Task prompt: Write the records out once more, exactly as they are given.

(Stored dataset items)

════════

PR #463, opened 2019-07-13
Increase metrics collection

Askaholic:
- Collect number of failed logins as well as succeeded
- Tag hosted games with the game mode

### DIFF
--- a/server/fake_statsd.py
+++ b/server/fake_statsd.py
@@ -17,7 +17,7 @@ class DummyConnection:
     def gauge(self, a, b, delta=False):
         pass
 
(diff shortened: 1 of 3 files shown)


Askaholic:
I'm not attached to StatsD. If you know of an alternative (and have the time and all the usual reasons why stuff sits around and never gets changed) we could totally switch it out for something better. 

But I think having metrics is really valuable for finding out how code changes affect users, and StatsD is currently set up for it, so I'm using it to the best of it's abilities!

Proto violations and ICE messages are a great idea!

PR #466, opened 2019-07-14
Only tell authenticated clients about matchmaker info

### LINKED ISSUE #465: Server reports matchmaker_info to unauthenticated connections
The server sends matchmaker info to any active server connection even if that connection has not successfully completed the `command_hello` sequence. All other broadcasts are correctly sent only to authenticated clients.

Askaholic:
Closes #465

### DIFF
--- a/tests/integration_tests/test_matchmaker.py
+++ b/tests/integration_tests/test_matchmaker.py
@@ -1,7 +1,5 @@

════════

Answer to the exercise:
PR #463, opened 2019-07-13
Increase metrics collection

Askaholic:
- Collect number of failed logins as well as succeeded
- Tag hosted games with the game mode

### DIFF
--- a/server/fake_statsd.py
+++ b/server/fake_statsd.py
@@ -17,7 +17,7 @@ class DummyConnection:
     def gauge(self, a, b, delta=False):
         pass
 
(diff shortened: 1 of 3 files shown)


Askaholic:
I'm not attached to StatsD. If you know of an alternative (and have the time and all the usual reasons why stuff sits around and never gets changed) we could totally switch it out for something better. 

But I think having metrics is really valuable for finding out how code changes affect users, and StatsD is currently set up for it, so I'm using it to the best of it's abilities!

Proto violations and ICE messages are a great idea!

PR #466, opened 2019-07-14
Only tell authenticated clients about matchmaker info

### LINKED ISSUE #465: Server reports matchmaker_info to unauthenticated connections
The server sends matchmaker info to any active server connection even if that connection has not successfully completed the `command_hello` sequence. All other broadcasts are correctly sent only to authenticated clients.

Askaholic:
Closes #465

### DIFF
--- a/tests/integration_tests/test_matchmaker.py
+++ b/tests/integration_tests/test_matchmaker.py
@@ -1,7 +1,5 @@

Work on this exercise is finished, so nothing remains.